Saya harus mengawalinya dengan mengulas sedikit plot cerita dari film KSD. Tokoh utama pria, bernama Fandi, jatuh cinta dengan tokoh utama wanita, bernama Sarah, yang merupakan anak dari tokoh utama pria lainnya, bernama Haji Romli. Sungguh biasa dan mudah ditebak, bahwa ayahanda dari Sarah adalah sosok penghalang jalan Fandi melampiaskan nafsunya. Juga begitu mudah ditebak, bahwa pada akhirnya Fandi berhasil bersama Sarah.

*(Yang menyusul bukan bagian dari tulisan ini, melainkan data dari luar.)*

PR #4723, opened 2019-06-04
various updates for speed improvements during preview builds

davidejones:
### What does this PR do?
This PR makes a number of changes to the preview site build in an attempt to increase the speed of the build.

So far with these changes the build takes roughly 3mins versus the 6mins it has been lately.

The changes involve:
- downloading the automated files from the last master artifact instead of building from scratch
- removing some duplicate s3 calls
- removing creating artifacts during previews (not needed)
- reduce hugo build time by moving nav generation for mobile

### Motivation
To speed up preview site builds

### Preview link
https://docs-staging.datadoghq.com/david.jones/updatedeploy/

### Additional Notes
This just needs some QA to make sure the preview still works as normal

### DIFF
--- a/.gitlab-ci.yml
+++ b/.gitlab-ci.yml
@@ -35,21 +35,23 @@ build_preview:
     URL: ${PREVIEW_DOMAIN}
     CONFIG: ${PREVIEW_CONFIG}
     MESSAGE: ":gift_heart: Your preview site is available!\nNow running tests..."
-    UNTRACKED_EXTRAS: "data,content/en/integrations"
   script:
     - post_dd_event "documentation deploy ${CI_COMMIT_REF_NAME} started" "${CI_PROJECT_URL}/pipelines/${CI_PIPELINE_ID}" "info"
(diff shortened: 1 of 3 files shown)


.gitlab-ci.yml
```diff
@@ -35,21 +35,23 @@ build_preview:
...
+    #- sync_integration_descriptions
+    - sync_integration_descriptions_cached
     - placehold_translations
     - build_hugo_site
     - build_hugo_site_ja
     - minify_html
-    - collect_static_assets
+    #- collect_static_assets
+    # remove service_checks json as we don't need to s3 push that..
+    - rm -rf data/service_checks
```
l0k0ms: should we remove the the `data/metrics.*` as well?

davidejones: So i only removed the service checks as they are `.json` files and the s3 upload command sends json files but we don't need to send these so it was actually slowing the upload by uploading files we didn't need to.

PR #4724, opened 2019-06-04
PHP APM - explain agent connection timeout settings, and clarify how agent hostname can be correctly set

pawelchcki:
### What does this PR do?
List and explain agent connection timeout settings.

Clarify how agent hostname can be correctly set - since the order of execution matters and we already have configuration documentation that covers that topic - so instead of adding incomplete example. Lets link to that relevant part of PHP tracer documentation.


pawelchcki:
Thanks @cswatt! 🙇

Ada tiga syarat yang diajukan Haji Romli kepada Fandi kalau mau meminang Sarah. Tidak salah, langsung meminang. Padahal niat Fandi, sebagaimana anak muda urban dan tajir mampus, pengennya macarin Sarah aja. Tapi, Haji Romli nggak mau kompromi sama tanggung jawabnya: anaknya harus sebisa mungkin dijauhkan dari perbuatan-perbuatan yang mendekati kemaksiatan, termasuk pacaran.
Syarat pertama, Fandi harus bisa sholat. Dikasih waktu dua minggu. Dites, lulus. Selanjutnya, harus bisa membaca Al-Qur'an. Dua minggu juga. Lulus. Didorong oleh rasa gengsi dan tidak terima (juga mungkin tidak menyangka bahwa Fandi segigih itu), Haji Romli berniat menggagalkan usaha Fandi dengan memberikan syarat ke-tiga yang--menurutnya sendiri--mustahil bisa dipenuhi. Fandi harus bisa menguasai ilmu ikhlas dalam tenggat waktu yang diberikan, dua minggu.

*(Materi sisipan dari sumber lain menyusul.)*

PR #4768, opened 2019-06-11
David.jones/config updates

davidejones:
### What does this PR do?

This PR
- updates hugo version to the same as corp site
- removes the dependency on the user having to install hugo as its now installed via npm and called from there
- updates the config from being a single file to instead being in `config/` directory as multiple files. This allows us to have configs per language per environment e.g `params.fr.yaml` or `menu.ja.yaml` etc.
- fixes the heroku link that keeps coming up in link checker
- updates the placeholder generation to understand new config setup
- update `og:site_name` to pull from a variable now so we can change per lang
- update `meta_description` and `meta_title` variable name to not be nested under `home`
- moves `disclaimer` and `announcement_banner` to `params.en.yaml` so we can push it through transifex
- updates placeholder generation to pull disclaimer from new location

### Motivation

It started off with updating meta / opengraph tags but i discovered updating the config in this way gives us a number of benefits for doing language specific configuration and sending specific pieces of config to be translated via transifex.

### Preview link
https://docs-staging.datadoghq.com/david.jones/config-updates/


config/_default/params.en.yaml
```diff
@@ -0,0 +1,9 @@
+site_name: "Datadog Infrastructure and Application Monitoring"
+meta_image: datadog_logo_share_tt.png
+meta_title: Getting Started with Datadog
+meta_description: Datadog, the leading service for cloud-scale monitoring.
+disclaimer: ""
```
l0k0ms:
```suggestion
disclaimer: "This page is not yet available in English, we are working on its translation. <br> May you have any questions or feedback about our current translation project, <ahref=\"https://docs.datadoghq.com/fr/help/\">feel free to reach out to us!</a>"
```

PR #4807, opened 2019-06-16
Michaelw/browser logs

mstbbs:
### What does this PR do?
Adds browser logging to the docs site. The reason here is two-fold:
1. Dogfood the product to see how/what it would be like to capture all browser errors in Datadog (can we replace Sentry?) as well as track general performance and resource load times. This is a manual first pass based on Google's performance tracking recommendations. From what I can tell this API is well supported across browsers (back to ie10)

2. Build up enough logs to find a compelling story for the product announcement at Dash

If I were a good citizen I would have squashed this, but please leave feedback if you want this moved or done differently.

### Preview link
[site where this is installed](https://docs-staging.datadoghq.com/michaelw/browser-logs)

[browser logs in app](https://dd-corpsite.datadoghq.com/logs?cols=core_host%2Ccore_service&event=AQAAAWtlnM2y7hLfNwAAAABBV3RsbmJWaUFjV3pST05KZEl2Nw&from_ts=1560775416536&index=main&live=true&query=source%3Abrowser&stream_sort=desc&to_ts=1560776316536)


l0k0ms:
Hello, why removing the `yarn.lock` and the `makefile.config.example`  files in this PR ?

nsollecito:
@mstbbs does this new script need to be blocking? Can we use async/defer? 
Does it need to be loaded from a 3rd party domain? 
Can any/all of this be done at the bottom of the page load?

layouts/_default/baseof.html
```diff
@@ -1,6 +1,91 @@
...
+          };
+          // send the page stats
+          DD_LOGS.logger.info('Page loaded', pageStats);
+        } catch (e) {
+          DD_LOGS.logger.error('Page stats collection error', {'message': e});
+        }
+        try {
+          let pageResources = performance.getEntriesByType("resource");
+          if (pageResources) {
+            pageResources.forEach(el => {
```
davidejones: Can we avoid `forEach` as inline js isn't run through babel and its less compatible with older browsers.

mstbbs:
Resolved most of this. 
We want this to load early to capture errors in subsequent scripts. 
I have moved to async
I have moved the window.onload portion to the footer to reduce head congestion

PR #4834, opened 2019-06-19
Missing metrics script

ruthnaebeck:
### What does this PR do?
- Add missing metrics script to build pipeline

### Motivation
- Automate script

### Preview link
N/A

### Additional Notes

N/A

### DIFF
--- a/.gitlab-ci.yml
+++ b/.gitlab-ci.yml
@@ -38,8 +38,8 @@ build_preview:
   script:
     - post_dd_event "documentation deploy ${CI_COMMIT_REF_NAME} started" "${CI_PROJECT_URL}/pipelines/${CI_PIPELINE_ID}" "info"
     - version_static_assets
-    #- sync_integration_descriptions
-    - sync_integration_descriptions_cached
+    - sync_integration_descriptions
+    #- sync_integration_descriptions_cached
     - placehold_translations
     - update_preview_baseurl
     - build_hugo_site_new
@@ -52,7 +52,7 @@ build_preview:
     #- remove_static_from_repo
     #- create_artifact
     #- create_artifact_untracked
-    #- ./local/bin/py/missing_metrics.py -k $(get_secret 'dd-demo-api-key') -p $(get_secret 'dd-demo-app-key') $(get_secret 'dd-corp-api-key') $(get_secret 'dd-corp-app-key')
+    - ./local/bin/py/missing_metrics.py -k $(get_secret 'dd-demo-api-key') -p $(get_secret 'dd-demo-app-key') -a $(get_secret 'dd_api_key') -b $(get_secret 'dd_app_key')
   only:
     - /.+?\/[a-zA-Z0-9_-]+/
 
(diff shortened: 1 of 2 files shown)


local/bin/py/missing_metrics.py
```diff
@@ -0,0 +1,73 @@
...
+def post_dd_metrics(metrics):
+# Post to Corpsite Datadog account
+  options = {
+      'api_key': 'x', # dd-corp-api-key
+      'app_key': 'x' # dd-corp-app-key
+  }
+  datadog.initialize(**options)
+  print(datadog.api.Metric.send(metrics))
+
+if __name__ == '__main__':
```
davidejones: in here add something like this

```
from optparse import OptionParser
parser = OptionParser(usage="usage: %prog [options]")
parser.add_option("-k", "--apikey", help="api key", default=None)
parser.add_option("-p", "--appkey", help="app key", default=None)
options, args = parser.parse_args()
```

Then just pass the `options` variable to the 3 different functions below.

In those functions you should be able to reference the data by `options.appkey` or `options.apikey` etc.

local/bin/py/missing_metrics.py
```diff
@@ -0,0 +1,73 @@
+import datadog
```
davidejones: can you add `#!/usr/bin/env python3` at the top too?

.gitlab-ci.yml
```diff
@@ -52,6 +52,7 @@ build_preview:
     #- remove_static_from_repo
     #- create_artifact
     #- create_artifact_untracked
+    #- ./local/bin/py/missing_metrics.py -k $(get_secret 'dd-demo-api-key') -p $(get_secret 'dd-demo-app-key') $(get_secret 'dd-corp-api-key') $(get_secret 'dd-corp-app-key')
```
davidejones: So then i think this would update to be like this. Only thing is i'm not sure we have dd_app_key setup i'll have to try look into that

```
./local/bin/py/missing_metrics.py -k $(get_secret 'dd-demo-api-key') -p $(get_secret 'dd-demo-app-key') -a $(get_secret 'dd_api_key') -b $(get_secret 'dd_app_key')
```

local/bin/py/missing_metrics.py
```diff
@@ -0,0 +1,73 @@
...
+from datadog import initialize, api
+import time
+import os
+import glob
+import csv
+
+def get_csv_metrics(env):
+  csv_files = glob.glob(env + 'integration/*/*metadata.csv')
```
davidejones: It should be in temp so something like this works

```
#!/usr/bin/env python3

import glob
import platform

tempdir = (
   "/tmp"
   if platform.system() == "Darwin"
   else tempfile.gettempdir()
)
for file in glob.glob(tempdir + "/extracted/**/*/*metadata.csv", recursive=True):
        print(file)
```

.gitlab-ci.yml
davidejones: also a bit further up we have

```
#- sync_integration_descriptions
- sync_integration_descriptions_cached
```

you might want to switch the comment the other way around so cached is off and the top one is on. This makes it so it pulls all the files from github on each preview site build instead of using an artifact. That way all the csv will be there in /tmp

PR #4870, opened 2019-06-25
make sure there is a default card id to help avoid issues with corp u…

davidejones:
### What does this PR do?
This PR adds a default id to integration cards using the url name should the `Params.name` field be empty or non existent.

### Motivation
Helps avoid issues with corp site being able to share some of this data.

### Preview link
https://docs-staging.datadoghq.com/david.jones/default-card-id/integrations/


l0k0ms:
for further context here, corpsite is pulling doc integration page for its own integration page, and there was some id issues. Which is now fixed with this PR

PR #4897, opened 2019-06-28
added images for dogweb gcp integrations

anshumgargdd:
### What does this PR do?
Added images so that they can be referenced in GCP integrations doc in dogweb

### Motivation
Images

### Additional Notes

Just added images. Shouldn't impact anything by itself


anshumgargdd:
Done

PR #4949, opened 2019-07-09
Fix documentation inconsistency with Trace Search env var in Python

gml3ff:
### What does this PR do?
Fixes a documentation inconsistency with Python. `ddtrace` documentation suggests using `DD_TRACE_ANALYTICS_ENABLED=true` for enable trace search whereas "regular" APM docs suggest using the older `DD_ANALYTICS_ENABLED=true` environment variable. 

The former is the correct environment variable to use in this context. This PR corrects the confusion.


gml3ff:
Link to relevant Python `ddtrace` docs for clarification: http://pypi.datadoghq.com/trace/docs/advanced_usage.html#trace-search-analytics

PR #14563, opened 2022-07-07
Specify that using subdomain for API is misleading

HansFalkenberg-Visma:
### What does this PR do?
Clarifies that subdomains do not affect API usage.

### Motivation
It was not clear whether introducing a subdomain would affect API URLs. And that subdomain for API was _allowed_ but ignored was especially confusing.

### Additional Notes

---

### Reviewer checklist
- [ ] Check images for PII


apigirl:
Hey @HansFalkenberg-Visma, thanks so much for the update here! We're actually working on a whole series of similar clarifications right now and this might conflict with them. I will let you know if we end up moving forward with this, and if not, what we go with instead!

PR #14603, opened 2022-07-11
Add flag to allow avoiding re-pulling dependent repos on each build

nmuesch:
### What does this PR do?

* Adds some extra logging of exceptions when they occur to have a better idea of the underlying issue
* Renames the `clean-integration` make command to `clean-external-repos`; this better reflects what its cleaning up. While I believe this used to be integration folders, its grown a lot and now includes a lot of other cloned repositories.
* The biggest part of this PR is the addition of a new `CLEAN_EXTRACTED_REPOS` flag. Before PR, every local build would re-pull every dependent repository and then build the docs site. If this is flipped to `false` in your Makefile.config, it'll reuse what the last build pulled. Locally for me, this cut the build down to about 9 seconds. 

### Motivation

While working on adding a different change, I ran into some longer local build times and timeouts from pulling all the external repositories this build depends on. 

### Additional Notes

---

### Reviewer checklist
- [ ] Check images for PII


hestonhoffman (approved):
LGTM! Tried it out, and it's zippy!

nmuesch:
I'm going to close this with all the recent great work about the build system. Though I'll try to open a new PR that has the same behavior with the new paradigm (will likely be quicker than trying to handle the conflicts here :) )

Mempelajari ilmu praktikal dan dituntut untuk menguasainya akan selalu lebih mudah bila dibandingkan dengan mempelajari ilmu-ilmu luhur, apalagi bila langsung dituntut menguasainya. Konon, para orang tua di Australia sana tidak khawatir kalau anak-anak mereka tidak dapat berhitung tambah-kurang di kelas 3 SD. Tapi mereka akan sangat meradang kalau si anak tidak bisa antre pada saat menunggu giliran mendapatkan jatah makan siang di kantin sekolahnya. Karena menurut mereka, hanya butuh waktu 1-2 tahun untuk menjadikan anaknya pandai berhitung. Tapi untuk bisa mengantre dengan tertib, satu siklus kehidupan pun belum tentu cukup untuk mengajarinya.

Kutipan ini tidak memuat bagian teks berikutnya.